• _WORK TO BE COMPLETED_
The entries below contain a stretch that opens with the line containing "handle quantile testing" and closes with the line containing "and website changes"; set down that stretch exactly, both ends included, and nothing else.

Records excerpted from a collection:
-- Opening Marker --
PR #2289, opened 2024-03-27
Quantile Testing - Release with FE and API creation

lukesonnet:
## Release Quantile Testing for Pro and Enterprise via REST API and FE

* Adds openapi types for fact metric schema, post and update fact metric
* Update FE modal to work for datasources that can handle quantile testing

TODO:
- [x] Connect results to python once #2223 lands
- [x] Gate FE and REST API to be pro only
- [x] Gate REST API for MySQL datasources (WONTDO)
- [x] Gate BE to be pro only
- [x] Gate REST API to be pro only
- [x] Pro notice in Modal
- [x] Pro gating on snapshot creation (WONTDO)
- [x] Change value column in results as numerator/denominator won't make sense anymore
- [x] Fix return stats to work with `rowResult` logic (e.g. enough data)
- [x] Finalize nstar values
- [x] Test Redshift
- [x] Validate query values

Dependencies: #2223 

# Next Steps

* Documentation & blog post
* Pricing and website changes
* Turn on feature flag to actually release it


packages/back-end/src/api/openapi/payload-schemas/UpdateFactMetricPayload.yaml
```diff
@@ -55,6 +55,26 @@ properties:
...
+        enum:
+          - "event"
+          - "unit"
+        description: Whether the quantile is over unit aggregations or raw event values
+      ignoreZeros:
+        type: boolean
+        description: If true, zero values will be ignored when calculating the quantile
+      quantile:
+        type: number
+        description: The quantile value (from 0.001 to 0.999)
```
jdorn, line 77: You can add some more validation to the schema here if you want.

```yaml
multipleOf: 0.001
minimum: 0.001
maximum: 0.999
```

For reference: https://json-schema.org/understanding-json-schema/reference/numeric

packages/front-end/components/FactTables/FactMetricModal.tsx
```diff
@@ -883,11 +923,13 @@ export default function FactMetricModal({
...
-                  datasourceType={selectedDataSource.type}
-                  metricType={type}
-                />
+                {type !== "quantile" ? (
+                  <MetricCappingSettingsForm
+                    form={form}
+                    datasourceType={selectedDataSource.type}
+                    metricType={type}
+                  />
+                ) : null}
```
-- Closing Marker --
• _TASK OUTPUT_
* Update FE modal to work for datasources that can handle quantile testing

TODO:
- [x] Connect results to python once #2223 lands
- [x] Gate FE and REST API to be pro only
- [x] Gate REST API for MySQL datasources (WONTDO)
- [x] Gate BE to be pro only
- [x] Gate REST API to be pro only
- [x] Pro notice in Modal
- [x] Pro gating on snapshot creation (WONTDO)
- [x] Change value column in results as numerator/denominator won't make sense anymore
- [x] Fix return stats to work with `rowResult` logic (e.g. enough data)
- [x] Finalize nstar values
- [x] Test Redshift
- [x] Validate query values

Dependencies: #2223 

# Next Steps

* Documentation & blog post
* Pricing and website changes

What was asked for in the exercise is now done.